Question

the table shows the yearly earnings, in thousands of dollars, over a 10 - year period for college graduates. which statement is true about the distributions representing the yearly earnings? self - employed: 52, 101, 53, 96, 60, 81, 38, 51, 46, 72; wage earners: 66, 89, 64, 81, 62, 84, 44, 58, 51, 65. the mean earnings of the self - employed are higher than the mean earnings of the wage earners. the distribution of earnings for wage earners is more symmetric than the distribution of earnings for the self - employed. the iqrs of the distributions are equal. the standard deviations of the distributions are equal.

Explanation:

Step1: Calculate mean of self - employed

The formula for the mean $\bar{x}=\frac{\sum_{i = 1}^{n}x_{i}}{n}$. For self - employed, $n = 10$, and $\sum_{i=1}^{10}x_{i}=52 + 101+53+96+60+81+38+51+46+72=650$. So the mean $\bar{x}_{self - employed}=\frac{650}{10}=65$.

Step2: Calculate mean of wage earners

For wage earners, $n = 10$, and $\sum_{i = 1}^{10}x_{i}=66+89+64+81+62+84+44+58+51+65 = 704$. So the mean $\bar{x}_{wage - earners}=\frac{704}{10}=70.4$. So the first option is false.

Step3: Check for symmetry

To check for symmetry, we can look at the spread. We can order the data.
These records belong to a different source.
PR #215, opened 2023-02-18
Add code to set limit switch limits

abhaybd:
This adds code in the CAN layer to allow configuring the limit switch limits, so that the motor boards can reset encoder positions when they are triggered.

### DIFF
--- a/src/world_interface/real_world_constants.h
+++ b/src/world_interface/real_world_constants.h
@@ -7,7 +7,6 @@
 #include <cstdint>
 #include <unordered_map>
 #include <unordered_set>
-#include <utility>
 
 #include <frozen/unordered_map.h>
 #include <frozen/unordered_set.h>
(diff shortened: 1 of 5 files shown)


src/world_interface/real_world_constants.h
```diff
@@ -52,11 +53,24 @@ struct encparams_t {
...
+	/** Limit switch high, in millidegrees */
+	int limitSwitchHigh;
 };
 
-constexpr auto encMotors = frozen::make_unordered_map<motorid_t, encparams_t>(
-	{{motorid_t::shoulder, {.isInverted = false, .ppjr = 1620 * 1024}},
-	 {motorid_t::elbow, {.isInverted = true, .ppjr = 1620 * 1024}}});
+// TODO: verify limit switch limits
+constexpr auto encMotors =
+	frozen::make_unordered_map<motorid_t, encparams_t>({{motorid_t::shoulder,
```
huttongrabiel, line 64: Update formatting as we talked about

src/world_interface/real_world_constants.h
```diff
@@ -7,6 +7,7 @@
 #include <cstdint>
 #include <unordered_map>
 #include <unordered_set>
+#include <utility>
```
huttongrabiel, line 10: Unnecessary include

huttongrabiel (changes requested):
Few minor fixes. Formatting and an extra include. All else looks good.

huttongrabiel (approved):

PR #222, opened 2023-02-28
Send telem data

sarahfredrickson:
Added method to send telemetry data from rover to MC.


src/network/MissionControlProtocol.cpp
```diff
@@ -176,6 +177,31 @@ void MissionControlProtocol::handleJointPowerRequest(const json& j) {
...
+	auto gps = robot::readGPS();
+	if (gps.isValid() && heading.isValid()) {
+		double orientX = 0.0;
+		double orientY = 0.0;
+		double orientZ = sin(heading.getData() / 2);
+		double orientW = cos(heading.getData() / 2);
+		double posX = gps.getData()[0];
+		double posY = gps.getData()[1];
+		double posZ = 1.0;
+		double recency = util::durationToSec(dataclock::now() - gps.getTime());
```
abhaybd, line 191: Maybe take the older of the gps and imu timestamps? The recency should show the age of the oldest data in the packet.

abhaybd (changes requested):
Overall pretty good! A minor thing is it's not exactly clear what telemetry means here. Let's say that both joint positions and rover positions are telemetry data. So the individual packet types should jointPos and roverPos respectively, and the task that reports them is the telemetry report task.

There are some other minor fixes needed that I left in comments. Lmk if you have questions!

src/network/MissionControlProtocol.cpp
```diff
@@ -176,6 +177,34 @@ void MissionControlProtocol::handleJointPowerRequest(const json& j) {
...
+		double orientY = 0.0;
+		double orientZ = sin(heading.getData() / 2);
+		double orientW = cos(heading.getData() / 2);
+		double posX = gps.getData()[0];
+		double posY = gps.getData()[1];
+		double posZ = 0.0;
+		double recency = util::durationToSec(dataclock::now() - gps.getTime()) >
+								 util::durationToSec(dataclock::now() - heading.getTime())
+							 ? util::durationToSec(dataclock::now() - gps.getTime())
+							 : util::durationToSec(dataclock::now() - heading.getTime());
```
abhaybd, line 194: This statement is way too long. Can you put all the `util::durationToSec` calls into variables, and then just simplify this by calling `std::max`?

I.e.:
```c++
double gpsRecency = util::durationToSec(...);
double headingRecency = util::durationToSec(...);
double recency = std::max(gpsRecency, headingRecency);
```
Which is both easier to read and shorter.

src/network/MissionControlProtocol.cpp
```diff
@@ -370,7 +396,7 @@ void MissionControlProtocol::jointPowerRepeatTask() {
 	}
 }
 
-void MissionControlProtocol::jointPosReportTask() {
+void MissionControlProtocol::roverPosReportTask() {
```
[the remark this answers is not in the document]
abhaybd: This still hasn't been addressed

src/network/MissionControlProtocol.h
```diff
@@ -61,6 +61,8 @@ class MissionControlProtocol : public WebSocketProtocol { // TODO: add documenta
 	void handleDriveRequest(const json& j);
 	void sendJointPositionReport(const std::string& jointName, int32_t position);
 	void sendCameraStreamReport(const CameraID& cam, const std::string& b64_data);
+	void sendRoverPos();
+	void roverPosReportTask();
```
abhaybd, line 65: We wanted to rename `roverPosReportTask` to `telemReportTask`, so this method declaration shouldn't be here. Just deleting this line should be fine.

abhaybd (changes requested):
Almost there! Some comments from last time weren't fully addressed, and then some minor cleanup required.

src/network/MissionControlProtocol.cpp
```diff
@@ -176,6 +177,33 @@ void MissionControlProtocol::handleJointPowerRequest(const json& j) {
...
 }
 
+void MissionControlProtocol::sendRoverPos() {
+	auto heading = robot::readIMUHeading();
+	auto gps = robot::readGPS();
+	if (gps.isValid() && heading.isValid()) {
+		double orientX = 0.0;
+		double orientY = 0.0;
+		double orientZ = sin(heading.getData() / 2);
+		double orientW = cos(heading.getData() / 2);
```
abhaybd, line 187: I'd say change `sin` and `cos` for `std::sin` and `std::cos`, respectively. `std` methods tend to play better with types and such, so we prefer to use them.

abhaybd (changes requested):
Looks great! Just one minor change.

abhaybd (approved):
Looks good!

For self - employed: $38,46,51,52,53,60,72,81,96,101$. For wage earners: $44,51,58,62,64,65,66,81,84,89$. The wage - earners data is more symmetric as the values are more evenly distributed around the middle values.
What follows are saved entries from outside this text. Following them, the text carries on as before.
PR #223, opened 2023-02-28
Create AutonomousTask to handle autonomous navigation

huttongrabiel:
- Use DriveToWaypointCommand functionality to execute an autonomous task.

- Add necessary constants to Constants.h

- Add handleWaypointNavRequest to handle waypointNavRequest packet from MissionControl, starts autonomous navigation

- Start autonomous task from MissionControlProtocol.cpp

### DIFF
--- a/src/CMakeLists.txt
+++ b/src/CMakeLists.txt
@@ -254,8 +254,12 @@ add_library(control SHARED
 )
 target_link_libraries(control utils)
 
-add_library(commands STATIC
+add_library(commands SHARED
   commands/DriveToWaypointCommand.cpp)
+
+add_library(autonomous SHARED
+  autonomous/AutonomousTask.cpp)
+target_link_libraries(autonomous commands)
 
 list(APPEND simulator_libs
   simulator_interface)
--- a/src/Constants.h
+++ b/src/Constants.h
@@ -1,6 +1,7 @@
 #pragma once
 
 #include "kinematics/DiffDriveKinematics.h"
+#include "utils/time.h"
 #include "world_interface/data.h"
 
 #include <array>
@@ -184,3 +185,12 @@ constexpr frozen::unordered_map<robot::types::motorid_t, double, IK_MOTORS.size(
 
 constexpr double CONTROL_HZ = 10.0;
 } // namespace Constants
+
+namespace autonomous {
+constexpr double THETA_KP = 2.0;
+constexpr double DRIVE_VEL = 1.5;
+constexpr double SLOW_DRIVE_VEL = 1.0;
+constexpr double DONE_THRESHOLD = 0.5;
+// Duration long enough to confirm we are there, not so long that time is wasted
+constexpr util::dseconds CLOSE_TO_TARGET_DUR_VAL = std::chrono::seconds(1);
+} // namespace autonomous
--- a/src/autonomous/AutonomousTask.cpp
+++ b/src/autonomous/AutonomousTask.cpp
@@ -1,7 +1,6 @@
 #include "AutonomousTask.h"
 
 #include "../Constants.h"
-#include "../Globals.h"
 #include "../commands/DriveToWaypointCommand.h"
 #include "../world_interface/world_interface.h"
 
@@ -31,6 +30,8 @@ void AutonomousTask::navigate() {
 	commands::DriveToWaypointCommand cmd(_waypoint_coords, THETA_KP, DRIVE_VEL, SLOW_DRIVE_VEL,
 										 DONE_THRESHOLD, CLOSE_TO_TARGET_DUR_VAL);
 
+    DiffDriveKinematics diffDriveKinematics(Constants::EFF_WHEEL_BASE);
+
 	auto sleepUntil = std::chrono::steady_clock().now();
 	while (!cmd.isDone()) {
 		auto latestGPS = robot::readGPS();
@@ -41,7 +42,8 @@ void AutonomousTask::navigate() {
 			navtypes::pose_t latestPos(gpsData.x(), gpsData.y(), latestHeading.getData());
 			cmd.setState(latestPos, robot::types::dataclock::now());
 			commands::command_t output = cmd.getOutput();
-			robot::setCmdVel(output.thetaVel, output.xVel);
+            auto scaledVels = diffDriveKinematics.ensureWithinWheelSpeedLimit(DiffDriveKinematics::PreferredVelPreservation::PreferThetaVel, output.xVel, output.thetaVel, Constants::MAX_WHEEL_VEL);
+			robot::setCmdVel(scaledVels(2), scaledVels(0));
 		}
 
 		std::unique_lock autonomousTaskLock(_autonomous_task_mutex);
--- a/src/autonomous/AutonomousTask.cpp
+++ b/src/autonomous/AutonomousTask.cpp
@@ -30,7 +30,7 @@ void AutonomousTask::navigate() {
 	commands::DriveToWaypointCommand cmd(_waypoint_coords, THETA_KP, DRIVE_VEL, SLOW_DRIVE_VEL,
 										 DONE_THRESHOLD, CLOSE_TO_TARGET_DUR_VAL);
 
-    DiffDriveKinematics diffDriveKinematics(Constants::EFF_WHEEL_BASE);
+	DiffDriveKinematics diffDriveKinematics(Constants::EFF_WHEEL_BASE);
 
 	auto sleepUntil = std::chrono::steady_clock().now();
 	while (!cmd.isDone()) {
@@ -42,7 +42,9 @@ void AutonomousTask::navigate() {
 			navtypes::pose_t latestPos(gpsData.x(), gpsData.y(), latestHeading.getData());
 			cmd.setState(latestPos, robot::types::dataclock::now());
 			commands::command_t output = cmd.getOutput();
-            auto scaledVels = diffDriveKinematics.ensureWithinWheelSpeedLimit(DiffDriveKinematics::PreferredVelPreservation::PreferThetaVel, output.xVel, output.thetaVel, Constants::MAX_WHEEL_VEL);
+			auto scaledVels = diffDriveKinematics.ensureWithinWheelSpeedLimit(
+				DiffDriveKinematics::PreferredVelPreservation::PreferThetaVel, output.xVel,
+				output.thetaVel, Constants::MAX_WHEEL_VEL);
 			robot::setCmdVel(scaledVels(2), scaledVels(0));
 		}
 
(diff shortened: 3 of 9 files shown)


src/CMakeLists.txt
```diff
@@ -280,6 +283,7 @@ list(APPEND simulator_libs
 add_executable(Rover Rover.cpp)
 add_library(rover_common SHARED
   Autonomous.cpp
+  autonomous/AutonomousTask.cpp
```
abhaybd, line 286: This file is already included in the `autonomous` library, don't think we need to put it here as well.

src/CMakeLists.txt
```diff
@@ -303,6 +307,7 @@ list(APPEND rover_libs
   control
   commands
   utils
+  autonomous
```
abhaybd, line 310: Instead of linking `rover_libs` to `autonomous`, should we be linking `mission_control_interface` to `autonomous`? Since we're getting rid of the usages in `Rover.cpp`, that should be the only user I think.

src/Constants.h
```diff
@@ -120,3 +120,15 @@ constexpr uint32_t RPLIDAR_S1_BAUDRATE = 256000;
 
 constexpr double CONTROL_HZ = 10.0;
 } // namespace Constants
+
+using namespace std::chrono_literals;
```
abhaybd, line 124: We should avoid `using` statements in header files. So the `1s` below should be `std::chrono::seconds(1)`.

src/Rover.cpp
```diff
@@ -131,7 +132,9 @@ int main(int argc, char** argv) {
 	parseCommandLine(argc, argv);
 	Globals::AUTONOMOUS = false;
 	Globals::websocketServer.start();
-	auto mcProto = std::make_unique<net::mc::MissionControlProtocol>(Globals::websocketServer);
+	autonomous::AutonomousTask autonomous_task;
+	auto mcProto = std::make_unique<net::mc::MissionControlProtocol>(Globals::websocketServer,
```
abhaybd: As we discussed, the autonomous task instantiation should happen in `MissionControlProtocol`.

src/autonomous/AutonomousTask.cpp
```diff
@@ -0,0 +1,57 @@
...
+}
+
+void AutonomousTask::navigate() {
+	commands::DriveToWaypointCommand cmd(_waypoint_coords, THETA_KP, DRIVE_VEL, SLOW_DRIVE_VEL,
+										 DONE_THRESHOLD, CLOSE_TO_TARGET_DUR_VAL);
+
+	while (!cmd.isDone()) {
+		auto latestGPS = robot::readGPS();
+		if (latestGPS.isFresh(2000ms)) {
+			cmd.setState(latestGPS, robot::types::dataclock::now());
```
abhaybd, line 31: `latestGPS` is a `point_t`, so it has `[x, y, 1]`, but we want a `pose_t`, which has `[x, y, theta]`. Confusingly, they're both `Eigen::Vector3d`, so the compiler doesn't complain.

GPS only gives position information, so you'll need to get heading from the IMU. Call `robot::readIMUHeading()` to get that and assemble that into a single `pose_t`.

src/autonomous/AutonomousTask.cpp
```diff
@@ -0,0 +1,57 @@
...
+			commands::command_t output = cmd.getOutput();
+			robot::setCmdVel(output.thetaVel, output.xVel);
+		}
+		std::unique_lock autonomousTaskLock(_autonomous_task_mutex);
+		// Wait 1000ms or return out of while loop if kill called
+		if (_autonomous_task_cv.wait_until(autonomousTaskLock,
+										   std::chrono::system_clock::now() + 1000ms,
+										   [&] { return _kill_called; })) {
+			return;
+		}
```
abhaybd, line 41: This sleeps for 1000ms, so it assumes that the rest of the code runs in 0 time. That's not true, so we'll get an unsteady update rate.

Instead, initialize a `sleepUntil` time outside of the loop to the current time, and increment it by 1000ms and sleep every time. This will make it a more consistent update rate.

abhaybd: Also, we should use `std::chrono::steady_clock` instead of `std::chrono::system_clock`. Read about the difference [here](https://stackoverflow.com/questions/31552193/difference-between-steady-clock-vs-system-clock).

src/autonomous/AutonomousTask.cpp
```diff
@@ -0,0 +1,57 @@
...
+AutonomousTask::~AutonomousTask() {
+	if (_autonomous_task_thread.joinable()) {
+		_autonomous_task_thread.join();
+	}
+}
+
+void AutonomousTask::start(const navtypes::pose_t& waypointCoords) {
+	setWaypoint(waypointCoords);
+	_kill_called = false;
+	_autonomous_task_thread = std::thread(&autonomous::AutonomousTask::navigate, this);
```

Step4: Calculate IQR for self - employed

First, order the data: $38,46,51,52,53,60,72,81,96,101$. The median of the lower half ($Q_1$) is the median of $38,46,51,52,53$ which is $51$. The median of the upper half ($Q_3$) is the median of $60,72,81,96,101$ which is $81$. So $IQR_{self - employed}=Q_3 - Q_1=81 - 51 = 30$.

Step5: Calculate IQR for wage earners

Order the data: $44,51,58,62,64,65,66,81,84,89$. The median of the lower half ($Q_1$) is the median of $44,51,58,62,64$ which is $58$. The median of the upper half ($Q_3$) is the median of $65,66,81,84,89$ which is $81$. So $IQR_{wage - earners}=Q_3 - Q_1=81 - 58 = 23$. So the third option is false.
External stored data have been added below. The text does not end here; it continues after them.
PR #305, opened 2024-01-28
Clean up MCP by consolidating long-running tasks using new task types

abhaybd:
This PR does a lot of refactoring and cleanup in MissionControlProtocol. Previously, that class had several long-running tasks (and their required data members) as fields, which made the files very long and the class definition was complicated.

This PR factors all that code out, so each task is an independent type. Now, the MCP object can just instantiate the task and control it as necessary, which makes it easier to edit and extend.


src/network/MissionControlTasks.cpp
```diff
@@ -0,0 +1,186 @@
...
+	_last_joint_power[id] = power;
+}
+
+void PowerRepeatTask::setCmdVel(double steerVel, double xVel) {
+	std::lock_guard lock(_mutex);
+	_last_cmd_vel = {steerVel, xVel};
+}
+
+void PowerRepeatTask::start() {
+	// lock the mutex before start() to prevent data races between start() and stop()
```
Geeoon, line 38: Would the mutex in the periodictask/asynctask class not prevent this already?

src/network/MissionControlTasks.cpp
```diff
@@ -0,0 +1,186 @@
...
+	std::lock_guard lock(_mutex);
```
Geeoon, line 39: Does the mutex in the AsyncTask/PeriodicTask class not prevent this?

abhaybd: That mutex only protects the members of the super class. Since this class adds its own members that need to be synchronized (since multiple threads could be accessing `_last_cmd_vel` and `_last_joint_power` at the same time, we need to add a mutex in this class to synchronize those accesses.

So, since we lock that mutex and modify the fields in `stop()`, we should correspondingly lock the mutex in `start()`, which ensures that `start()` can't be called while `stop()` is in the middle of executing. Otherwise, that could cause some invalid states.

src/network/MissionControlProtocol.h
```diff
@@ -29,51 +31,26 @@ class MissionControlProtocol : public WebSocketProtocol { // TODO: add documenta
...
+
 	void handleEmergencyStopRequest(const json& j);
 	void handleOperationModeRequest(const json& j);
 	void handleCameraStreamOpenRequest(const json& j);
 	void handleCameraStreamCloseRequest(const json& j);
 	void handleJointPowerRequest(const json& j);
 	void handleDriveRequest(const json& j);
 	void handleRequestArmIKEnabled(const json& j);
-	void sendArmIKEnabledReport();
-	void sendCameraStreamReport(const CameraID& cam,
```
huttongrabiel, line 68: How come we are getting rid of `sendCameraStreamReport`?

src/network/MissionControlMessages.h
```diff
@@ -0,0 +1,27 @@
...
+constexpr const char* CAMERA_STREAM_CLOSE_REQ_TYPE = "cameraStreamCloseRequest";
+
+// report keys
+constexpr const char* MOTOR_STATUS_REP_TYPE = "motorStatusReport";
+constexpr const char* CAMERA_STREAM_REP_TYPE = "cameraStreamReport";
+constexpr const char* LIDAR_REP_TYPE = "lidarReport";
+constexpr const char* MOUNTED_PERIPHERAL_REP_TYPE = "mountedPeripheralReport";
+constexpr const char* JOINT_POSITION_REP_TYPE = "jointPositionReport";
+constexpr const char* ROVER_POS_REP_TYPE = "roverPositionReport";
+constexpr const char* ARM_IK_ENABLED_REP_TYPE = "armIKEnabledReport";
```
QuinnP2910, line 25: MOTOR_POWER_REQ_TYPE, MOTOR_POSITION_REQ_TYPE, MOTOR_STATUS_REP_TYPE, and LIDAR_REP_TYPE are all unused. I know there's a TODO to implement motor position requests, but are the others necessary?

QuinnP2910 (commented):
Looks good, just a few questions.

src/network/MissionControlProtocol.cpp
```diff
@@ -2,60 +2,30 @@
...
-// report keys
-constexpr const char* MOTOR_STATUS_REP_TYPE = "motorStatusReport";
-constexpr const char* CAMERA_STREAM_REP_TYPE = "cameraStreamReport";
-constexpr const char* LIDAR_REP_TYPE = "lidarReport";
-constexpr const char* MOUNTED_PERIPHERAL_REP_TYPE = "mountedPeripheralReport";
-constexpr const char* JOINT_POSITION_REP_TYPE = "jointPositionReport";
-constexpr const char* ROVER_POS_REP_TYPE = "roverPositionReport";
-constexpr const char* ARM_IK_ENABLED_REP_TYPE = "armIKEnabledReport";
-// TODO: add support for missing report types
-// autonomousPlannedPathReport, poseConfidenceReport
```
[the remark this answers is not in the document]
abhaybd: Yeah, maybe that should have been in a different PR but we don't care about those reports. We should remove them from the MCP readme in the mc repo.

src/network/MissionControlMessages.h
abhaybd: That's a good point, we should probably re-evaluate which we care about and remove the others. I think we can maybe tackle that in another PR though, thoughts?

QuinnP2910: Sure. For the ones I mentioned other than motor pos, it should be as simple as just deleting the line in this file. But it's all good if you want that to be in some other MCP cleanup PR with the readme changes from the other comment.

src/network/MissionControlProtocol.cpp
```diff
@@ -403,137 +277,30 @@ MissionControlProtocol::MissionControlProtocol(SingleClientWSServer& server)
...
-			// break out of the loop if we should stop streaming
-			if (!this->_streaming_running) {
-				break;
-			}
-		}
-		std::this_thread::yield();
-	}
+void MissionControlProtocol::setRequestedJointPower(jointid_t joint, double power) {
+	_power_repeat_task.setJointPower(joint, power);
+	robot::setJointPower(joint, power);
```
quinnmp, line 303: Doesn't the `periodicTask` of the `PowerRepeatTask` already call this method?

src/network/MissionControlMessages.h
quinnmp, line 1: Maybe mark the currently unimplemented packet types with a `TODO` or something, just to be clear

quinnmp (commented):
Looks good, just a question and comment.

src/network/MissionControlProtocol.cpp
abhaybd: Yeah, but it's delayed by up to one loop period. We want the joint power to be set immediately, to avoid any lag.

src/network/MissionControlMessages.h
abhaybd: Done

quinnmp (approved):
Looks good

Step6: Calculate standard deviation

The formula for the sample standard deviation $s=\sqrt{\frac{\sum_{i = 1}^{n}(x_{i}-\bar{x})^{2}}{n - 1}}$. For self - employed:
\[

$$\begin{align*} \sum_{i=1}^{10}(x_{i}-65)^{2}&=(38 - 65)^{2}+(46-65)^{2}+(51 - 65)^{2}+(52-65)^{2}+(53 - 65)^{2}+(60 - 65)^{2}+(72-65)^{2}+(81 - 65)^{2}+(96 - 65)^{2}+(101 - 65)^{2}\\ &=(- 27)^{2}+(-19)^{2}+(-14)^{2}+(-13)^{2}+(-12)^{2}+(-5)^{2}+7^{2}+16^{2}+31^{2}+36^{2}\\ &=729+361+196+169+144+25+49+256+961+1296\\ &=4186 \end{align*}$$

\]
$s_{self - employed}=\sqrt{\frac{4186}{9}}\approx21.5$.
For wage earners:
\[

$$\begin{align*} \sum_{i=1}^{10}(x_{i}-70.4)^{2}&=(44 - 70.4)^{2}+(51-70.4)^{2}+(58 - 70.4)^{2}+(62-70.4)^{2}+(64 - 70.4)^{2}+(65 - 70.4)^{2}+(66 - 70.4)^{2}+(81 - 70.4)^{2}+(84 - 70.4)^{2}+(89 - 70.4)^{2}\\ &=(-26.4)^{2}+(-19.4)^{2}+(-12.4)^{2}+(-8.4)^{2}+(-6.4)^{2}+(-5.4)^{2}+(-4.4)^{2}+(10.6)^{2}+(13.6)^{2}+(18.6)^{2}\\ &=696.96+376.36+153.76+70.56+40.96+29.16+19.36+112.36+184.96+345.96\\ &=2030.4 \end{align*}$$

\]
$s_{wage - earners}=\sqrt{\frac{2030.4}{9}}\approx15$. So the fourth option is false.

Answer:

The distribution of earnings for wage earners is more symmetric than the distribution of earnings for the self - employed.